ROSALIND With bills on their necks, ‘Be it known unto all men

by these presents.’

LE BEAU The eldest of the three wrestled with Charles, the

duke’s wrestler; which Charles in a moment threw him

and broke three of his ribs, that there is little

hope of life in him: so he served the second, and

so the third. Yonder they lie; the poor old man,

their father, making such pitiful dole over them

that all the beholders take his part with weeping.

ROSALIND Alas!

TOUCHSTONE But what is the sport, monsieur, that the ladies

have lost?

LE BEAU Why, this that I speak of.

TOUCHSTONE Thus men may grow wiser every day: it is the first

time that ever I heard breaking of ribs was sport

for ladies.

CELIA Or I, I promise thee.

ROSALIND But is there any else longs to see this broken music

in his sides? is there yet another dotes upon

rib-breaking? Shall we see this wrestling, cousin?

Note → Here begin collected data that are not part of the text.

PR #2815, opened 2026-03-13
[IA-4867] use a retrieve call to display data in edit user modal

hugo093:

In the list users view, the edit modal didn't have all the fields filled in initially

### Related JIRA tickets

IA-4867

## Changes

* Make a get profile call when opening the edit modal to fill in the values from there

## How to test

* Go to management => users
* Click on edit icon of any user listed 
* All the fields should be filled in according to the user initial values
* Go on the detail view of any user (eye icon)
* Click update user
* All the fields should be filled in according to the user initial values

## Notes

* Redoing the EditUserDialog form in a more standard way (Formik) will be done in a separate ticket

### DIFF
--- a/hat/assets/js/apps/Iaso/domains/users/components/EditUserDialog.tsx
+++ b/hat/assets/js/apps/Iaso/domains/users/components/EditUserDialog.tsx
@@ -9,6 +9,7 @@ import { Box, Tab, Tabs } from '@mui/material';
 import {
     ConfirmCancelModal,
     IntlMessage,
+    LoadingSpinner,
     makeFullModal,
     useSafeIntl,
 } from 'bluesquare-components';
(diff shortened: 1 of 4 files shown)


quang-le (commented):
Can't we just have the `list` action return the `organization` field?

hugo093:
> Can't we just have the `list` action return the `organization` field?

Yes and no; 

Yes because indeed it would be nice to have it in the table columns

No because it's not just about the organization but also the permissions, org_unit_types, dhis2, etc etc

quang-le:
> > Can't we just have the `list` action return the `organization` field?
> 
> Yes and no;
> 
> Yes because indeed it would be nice to have it in the table columns
> 
> No because it's not just about the organization but also the permissions, org_unit_types, dhis2, etc etc

Ok, what I would then suggest, is to keep using the `retrieve` call for the details/modal, but open a ticket to add a `fields` queryparam to the list API, so we can filter out the fields not shown in the table

quang-le (approved):
Just see prev comment about list API. I suggest another ticket, because it's not super urgent and we have other boiling stuff on the fire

LE BEAU You must, if you stay here; for here is the place

appointed for the wrestling, and they are ready to

perform it.

CELIA Yonder, sure, they are coming: let us now stay and see it.

Flourish. Enter DUKE FREDERICK, Lords, ORLANDO, CHARLES, and Attendants

DUKE FREDERICK Come on: since the youth will not be entreated, his

own peril on his forwardness.

ROSALIND Is yonder the man?

LE BEAU Even he, madam.

CELIA Alas, he is too young! yet he looks successfully.

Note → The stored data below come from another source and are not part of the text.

PR #2820, opened 2026-03-16
[IA-4866] replace drf-yasg by drf-spectacular

hugo093:

Our swagger wasn't working and using drf-yasg that is no more maintained.

### Related JIRA tickets

IA-4866

## Changes

* Replace drf-yasg by drf-spectacular
* Made the related changes
* Added a test to always check that our swagger is working

## How to test

* Create a superuser with an account and profile
* Open the urls /swagger, /swagger-ui or /redoc
* Enjoy

## Notes

drf-spectacular, on the opposite to drf-yasg, actually looks at the viewsets and serializer. 

Hence had a lot of errors saying "User has no attribute iaso_profile" or "Profile has no attribute account" because the code assumes everywhere that user.iaso_profile.account exists. 

In order to fix this, instead of modifying the code everywhere, I added a "permission check" to access swagger to actually have that iaso_profile and account. So you'll need a superuser with iaso_profile and account, contrary to drf-yasg

### DIFF
--- a/iaso/api/org_unit_change_request_configurations/views_mobile.py
+++ b/iaso/api/org_unit_change_request_configurations/views_mobile.py
@@ -4,8 +4,8 @@ import django_filters
 
 from django.db.models import Q
 from django.utils import timezone
-from drf_yasg import openapi
-from drf_yasg.utils import swagger_auto_schema
+from drf_spectacular.types import OpenApiTypes
+from drf_spectacular.utils import OpenApiParameter, extend_schema
 from rest_framework import viewsets
 from rest_framework.mixins import ListModelMixin
 from rest_framework.request import Request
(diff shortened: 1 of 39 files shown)


iaso/tests/test_open_api.py
Phil-V, line 1: Good job adding a test for this 👍

iaso/api/org_unit_change_request_configurations/views_mobile.py
```diff
@@ -30,19 +30,19 @@ class MobileOrgUnitChangeRequestConfigurationViewSet(ListModelMixin, viewsets.Ge
...
         name=APP_ID,
-        in_=openapi.IN_QUERY,
+        location=OpenApiParameter.QUERY,
         required=True,
         description="Application id (`Project.app_id`)",
-        type=openapi.TYPE_STRING,
+        type=OpenApiTypes.STR,
     )
-    include_creation_param = openapi.Parameter(
+    include_creation_param = OpenApiParameter(
```
Phil-V, line 40: Not an issue introduced by your PR, but unless I'm mistaken, this param doesn't seem to be included?

Phil-V (approved):
Thanks for making this actually work! 🥳

For some of the endpoints (powerbi, superset, etc.), you removed them from the docs, was it because they're accessible unauthenticated?

iaso/api/org_unit_change_request_configurations/views_mobile.py
hugo093: It's from includeCreationSerializer it seems :)

Phil-V: Or meant to be passed to extend_schema parameters on the list?

hugo093: Yes, IncludeCreationSerializer is used in the list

DUKE FREDERICK How now, daughter and cousin! are you crept hither

to see the wrestling?

ROSALIND Ay, my liege, so please you give us leave.

DUKE FREDERICK You will take little delight in it, I can tell you;

there is such odds in the man. In pity of the

challenger’s youth I would fain dissuade him, but he

will not be entreated. Speak to him, ladies; see if

you can move him.

CELIA Call him hither, good Monsieur Le Beau.

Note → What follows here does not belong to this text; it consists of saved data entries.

PR #2825, opened 2026-03-17
feat: backend validation workflow

hugo093:

Basic API operation for validation workflow template general feature

### Related JIRA tickets

IA-4868, IA-4875, IA-4877

## Changes

* Implemented endpoints for validation workflow API
* Added tests


iaso/api/validation_workflows/serializers/update.py
```diff
@@ -0,0 +1,34 @@
+from rest_framework import serializers
+
+from iaso.api.common import ModelSerializer
+from iaso.models import Form, ValidationWorkflow
+
+
+class ValidationWorkflowUpdateSerializer(ModelSerializer):
+    forms = serializers.PrimaryKeyRelatedField(
```
quang-le, line 8: Not sure we'll want to update the forms "from" the workflow. It might cause us headaches, because typically we'd want the workflows to be assignable to any form, but form access can be restricted so that would make our permission management trickier

iaso/api/validation_workflows/filters.py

DUKE FREDERICK Do so: I’ll not be by.

LE BEAU Monsieur the challenger, the princesses call for you.

ORLANDO I attend them with all respect and duty.

ROSALIND Young man, have you challenged Charles the wrestler?

ORLANDO No, fair princess; he is the general challenger: I

come but in, as others do, to try with him the

strength of my youth.

CELIA Young gentleman, your spirits are too bold for your

years. You have seen cruel proof of this man’s

strength: if you saw yourself with your eyes or

knew yourself with your judgment, the fear of your

adventure would counsel you to a more equal

enterprise. We pray you, for your own sake, to

embrace your own safety and give over this attempt.